Issue #11467, opened 2025-12-20
scoreboard ordering by points broke


ChillerDragon:
screenshot created with 3f623af0071f2c266e644e107133bfdf4ba43191

<img width="3840" height="2160" alt="Image" src="https://github.com/user-attachments/assets/77e850ad-3bf6-4c36-b833-676159a01775" />

Robyt3:
@AssassinTee

AssassinTee:
@ChillerDragon is this ddnet-insta and you merged latest master and your server sends now FinishTimes?

AssassinTee:
check the ScoreComperator in Gameclient, I am not home

ChillerDragon:
Is that a server side bug? Isnt the client ordering this locally?

ChillerDragon:
> [@ChillerDragon](https://github.com/ChillerDragon) is this ddnet-insta and you merged latest master and your server sends now FinishTimes?

yes this is a pretty recent build of ddnet-insta which usually is quite close to ddnet.

ByFox213:
> Is that a server side bug? Isnt the client ordering this locally?

I still think that the problem is on the client side, because on older versions everything is displayed normally.

AssassinTee:
this is a server side bug on ddnet insta, which sends FinishTime::NOT_FINISHED instead of FinishTime::UNSET

AssassinTee:
and this doesn't show, because #11138 is not merged

AssassinTee:
We now have defacto 2 scores we can sort by. The server is sending both - for legacy reasons. And sorting by the new Message should be prefered due to #11363 and the -9999 timescore bug. Old servers don't send this message making it sort by score. You are sending it and thus it sorts by it.

ChillerDragon:
Thanks for the explanation and the server side fix. I still think this is a client side bug. The server did not send the timescore flag and the client also did not display any times. And yet it tried to sort by an invisible value.

ChillerDragon:
> and this doesn't show, because [#11138](https://github.com/ddnet/ddnet/pull/11138) is not merged

Pending prs should not close issues

AssassinTee:
but the issue is a different one - I need to take a double look - technically this is not a timescore 🤔

Robyt3:
> The server did not send the timescore flag and the client also did not display any times. And yet it tried to sort by an invisible value.

I agree, this seems like an issue to me.

AssassinTee:
[...]

PR #11476, opened 2025-12-22
Refactor: Abstract SendPlayerTime into gamemodes

AssassinTee:
Part of #11467 : I believe the new netmessage is written in a way, that it causes confusion among modders, because it introduces FinishTime::UNSET and FinishTime::NOT_FINISHED which are not the same. This doesn't close the issue, but is spiritual followup of #11437

Technically this also changes behavior of the `mod`-Mod.

Also part of #7777

## Checklist

### DIFF
--- a/src/game/server/gamecontroller.h
+++ b/src/game/server/gamecontroller.h
@@ -151,6 +151,40 @@ public:
 	 */
 	virtual int SnapPlayerScore(int SnappingClient, CPlayer *pPlayer) { return 0; }
 
+	class CFinishTime
+	{
+	public:
+		CFinishTime(int Seconds, int Milliseconds) :
+			m_Seconds(Seconds), m_Milliseconds(Milliseconds)
+		{
+			dbg_assert(Seconds >= 0, "Invalid Seconds: %d", Seconds);
+			dbg_assert(Milliseconds >= 0 && Milliseconds < 1000, "Invalid Milliseconds: %d", Milliseconds);
+		}
+
+		int m_Seconds;
+		int m_Milliseconds;
+
+		static CFinishTime Unset() { return CFinishTime(FinishTime::UNSET); }
+		static CFinishTime NotFinished() { return CFinishTime(FinishTime::NOT_FINISHED_MILLIS); }
+
+	private:
+		CFinishTime(int Type)
+		{
+			m_Seconds = Type;
+			m_Milliseconds = 0;
+		}
+	};
+
+	/**
+	 * Returns the finish time value that will be shown in the scoreboard.
+	 *
+	 * @param SnappingClient Client ID of the player that will receive the snapshot.
+	 * @param pPlayer Player that is being snapped.
+	 *
+	 * @return The time split into seconds and the milliseconds remainder, use CFinishTime::Unset if you want the server to prefer scores.
+	 */
+	virtual CFinishTime SnapPlayerTime(int SnappingClient, CPlayer *pPlayer) { return CFinishTime::Unset(); }
+
 	// spawn
 	virtual bool CanSpawn(int Team, vec2 *pOutPos, int ClientId);
 
--- a/src/game/server/gamemodes/DDRace.cpp
+++ b/src/game/server/gamemodes/DDRace.cpp
@@ -151,6 +151,20 @@ int CGameControllerDDRace::SnapPlayerScore(int SnappingClient, CPlayer *pPlayer)
 	return -ScoreSeconds;
 }
 
+IGameController::CFinishTime CGameControllerDDRace::SnapPlayerTime(int SnappingClient, CPlayer *pPlayer)
+{
+	std::optional<float> BestTime = GameServer()->Score()->PlayerData(pPlayer->GetCid())->m_BestTime;
+	if(BestTime.has_value() && (!g_Config.m_SvHideScore || SnappingClient == pPlayer->GetCid()))
+	{
+		// same as in str_time_float
+		int64_t TimeMilliseconds = static_cast<int64_t>(std::roundf(BestTime.value() * 1000.0f));
+		int Seconds = static_cast<int>(TimeMilliseconds / 1000);
+		int Millis = static_cast<int>(TimeMilliseconds % 1000);
+		return CFinishTime(Seconds, Millis);
+	}
+	return CFinishTime::NotFinished();
+}
+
•••••
• _Action item_: Only the lines from the one holding "as in str_time_float" through the end of the records should appear in the answer, each repeated exactly.

• _Completed task_:
+		// same as in str_time_float
+		int64_t TimeMilliseconds = static_cast<int64_t>(std::roundf(BestTime.value() * 1000.0f));
+		int Seconds = static_cast<int>(TimeMilliseconds / 1000);
+		int Millis = static_cast<int>(TimeMilliseconds % 1000);
+		return CFinishTime(Seconds, Millis);
+	}
+	return CFinishTime::NotFinished();
+}
+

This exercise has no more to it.